As easy as that, you have an account with the store. Now, it’s time to fund it. To do this, you have two options. One is to use a credit card, but you have to fill out a billing form, in which case the store will add your credit card as a source of payment. The second option is to set up direct deposit, in which case your bank will add the funds to your account. Either way, when the store ships your order, they will send you an email confirming it. You can then log into your account and download the order, as long as you meet the criteria for the loan.
Now, you can use the credit card that you supplied when you set up the account or the bank account you’ve funded through direct deposit. Keep in mind that if you fail to make the minimum payment, the interest will accrue, and you’ll end up paying more in the long run. Moreover, if you haven’t paid back the entire amount by the end of the term, you’ll have to pay a late fee.
The Final Word
Overall, despite the cons, buy now, pay later apps are still a viable option for anyone who wants to make a purchase and doesn’t have enough cash at once. If you’re looking for an easy way to fund your account and don’t want to deal with high-interest rates, you can’t go wrong with this option.
Have you ever bought something on credit without really thinking about it? Chances are you haven’t, because it’s usually not the most convenient option. However, the advent of online shopping has made paying for your acquisitions digitally more acceptable. The convenience of using a card to make a purchase has made paying later more appealing, especially if you can’t afford to pay the entire amount at one time. Buying items now and paying later is easier than ever thanks to apps like Liven. By offering a cash-back option, along with a zero-interest-rate loan, you can build up your credit score while also staying within your budget. The key to understanding this new ecosystem is to realize that your credit score is now a crucial part of your financial health.
What Is Credit Score?
You may know your credit score, or more specifically, your FICO score, which stands for Fair Isaac Cosntein. This number, which ranges from 300-850, indicates your creditworthiness based on the information the three major credit bureaus have in store for lenders. Your credit score determines various aspects of your life including what interest rates you will qualify for and which credit cards you can use, if any.
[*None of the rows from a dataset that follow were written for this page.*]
PR #1234, opened 2024-09-11
Consensus exception handling

### LINKED ISSUE #1233: Exception Handling
When an unrecoverable exception occurs in the consensus, ensure the following:

* The exception is logged at ERROR level.
* Consensus does not continue to execute past that point, since we cannot trust that it will behave correctly.

Note: such unrecoverable exceptions are generally a result of bugs, and as such should not occur. (They could also potentially occur if the node's state is somehow tampered with or corrupted externally.) These can include observing an invariant violation in the state. While it is not good for everything to shut down, it is generally better than the alternative of continuing in some way, which could end up causing wider damage to the chain.

td202:
## Purpose

Closes #1233

This improves the handling of exceptions in consensus so that, if an unrecoverable exception occurs (e.g. an invariant violation), then consensus cannot continue actively.

## Changes

- When an (unrecoverable) exception occurs in a thread holding the global write lock, the lock is put into a poisoned state. When another thread attempts to acquire the lock, it will also raise an exception.
- Ensure that such exceptions are handled appropriately.
- Add a `ResultConsensusFailure` return code to the FFI `receive` functions indicating that an exception has occurred and consensus has been stopped.
- On the Rust side, observing `ConsensusFailure` results in a panic.

## Checklist

      hard-to-understand areas.

### DIFF
--- a/concordium-consensus/src/Concordium/MultiVersion.hs
+++ b/concordium-consensus/src/Concordium/MultiVersion.hs
@@ -518,7 +518,8 @@ data GlobalLockPoisonError = GlobalLockPoisonError
     deriving (Eq, Show, Typeable)
 
 instance Exception GlobalLockPoisonError where
-    displayException _ = "The global state lock was poisoned by an error in another thread."
+    displayException _ =
+        "The global state lock was poisoned by an unrecoverable error in another thread."
 
 -- | The context for managing multi-version consensus.
 data MultiVersionRunner finconf = MultiVersionRunner
--- a/concordium-consensus/src/Concordium/MultiVersion.hs
+++ b/concordium-consensus/src/Concordium/MultiVersion.hs
@@ -23,9 +23,9 @@
 module Concordium.MultiVersion where
 
 import Control.Concurrent
-import Control.Exception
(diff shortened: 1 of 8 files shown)


concordium-consensus/src/Concordium/MultiVersion.hs
```diff
@@ -500,6 +501,25 @@ data CatchUpStatusBufferState
...
+    deriving (Eq)
+
+-- | An exception indicating that the global state lock was poisoned by an error in another thread.
+--  This indicates that some invariants of the global state may have been violated, and is not
+--  recoverable.
+data GlobalLockPoisonError = GlobalLockPoisonError
+    deriving (Eq, Show, Typeable)
+
+instance Exception GlobalLockPoisonError where
+    displayException _ = "The global state lock was poisoned by an error in another thread."
```
drsk0, line 521: Maybe worth pointing out, that the error is unrecoverable here as well.

drsk0 (approved):
Looks good :fire: .

eb-concordium (approved):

While your credit score does not change directly from one transaction to the next, it will rise or decline based on the amount of information that can be attributed to you. The better your credit score, the more options you have for better credit cards and cheaper loans. A high-quality credit score can also help establish you as a reliable and trustworthy customer, even if you’ve never borrowed money before.
Why Should You Build Credit?
Before you answer that, consider this question first: Why should you even bother building credit in the first place? After all, your FICO score is what it is, and it can’t change regardless of your actions can it?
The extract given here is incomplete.